What is Vault?
I’ve talked about Vault in a couple of blogs before. So just to recap:
Vault is a tool for securely accessing secrets.Vault allows users to store, manage and control access to tokens, username password and database credentials. There are many secrets management tools out there but Vault has gained a lot of popularity thanks to it’s flexible API and providing encryption at rest and in flight.

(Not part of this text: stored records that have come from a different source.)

PR #4497, opened 2025-08-01
py: add aditional aggregate tests

rivudhk:
**Additional tests for ARG_MAX, ARG_MIN, MAX, MIN aggregates applied to append-only tables**

## Checklist

- [ ] Documentation updated
- [ ] Changelog updated

## Breaking Changes?

- [ ] fda (CLI arguments)
- [ ] Others (specify)

No incompatible changes

### DIFF
--- a/python/tests/aggregate_tests6/table.py
+++ b/python/tests/aggregate_tests6/table.py
@@ -1,0 +1,305 @@
+from tests.aggregate_tests.aggtst_base import TstTable, TstView
+
+
+class aggtst_interval_table(TstTable):
+    """Define the table used by the view atbl_interval"""
+
+    def __init__(self):
+        self.sql = """CREATE FUNCTION d()
+                      RETURNS TIMESTAMP NOT NULL AS
+                      CAST('1970-01-01 00:00:00' AS TIMESTAMP);
+
+                      CREATE TABLE interval_tbl(
+                      id INT NOT NULL,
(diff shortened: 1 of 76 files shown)


python/tests/aggregate_tests6/table.py
```diff
@@ -0,0 +1,305 @@
...
+                "c4": 13532,
+                "c5": 709123456,
+                "c6": 786452310,
+                "c7": None,
+                "c8": 274839201928,
+            },
+        ]
+
+
+class aggtst_varbinary_table(TstTable):
```
mihaibudiu, line 226: I assume these are identical to the the previous ones, except they have "append_only"
I wonder whether we can simplify this by writing this as 
```
from tests.aggregate_tests.test_varbinary_tbl import aggtst_varbinary_table as VTBL;

def __init__(self):
   tbl = VTBL()
   self.sql = tbl.sql + " WITH ('append_only' = 'true')"
   self.data = tbl.data
```

Can you try to make a change just for one table and see if it works?
If it does, we can make the change for all tables.
This will make it easier to maintain this code in the future.

mihaibudiu: You can also probably define the string `" WITH ('append_only' = 'true')"` as a global constant in `aggtst_base` (which is already imported)

mihaibudiu (approved):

There have been cases of applications leaking credentials through logs, diagnostic output, external logging to a logging stack. Vault can provide dynamic secrets which help provide short-lived ephemeral credentials to applications instead of long live credentials. With dynamic secrets, even if an application writes it to an external system, it is valid for a specific period of time.
I’m not going to get into how to install Vault but going to cover more around the integration with apps running on GKE.
Vault PKI Secrets Engine
Vault enables you to deal with a whole Public Key Infrastructure (PKI) to guarantee secure correspondence among various applications. This enables organizations to effectively setup their own certificate authority (CA), revoke or issue new certs using basic API calls.. and dumping the agonizing procedure of always creating self signed certificates.
In this guide, I am going to clarify how Vault PKI engine functions and how you can utilize it to make your very own Root CA.
Cert-Manager
Cert-manager is a fantastic open-source project which can be used to request dynamic TLS certificates from Vault, Letsencrypt etc. Cert-manager runs as a pod on GKE and grabs TLS names from ingress objects.
Sounds like a lot of moving parts! This guide assumes that you have a GKE cluster already built. Let’s get started:
Install Helm and Tiller
$ brew install kubernetes-helm (for MacOS)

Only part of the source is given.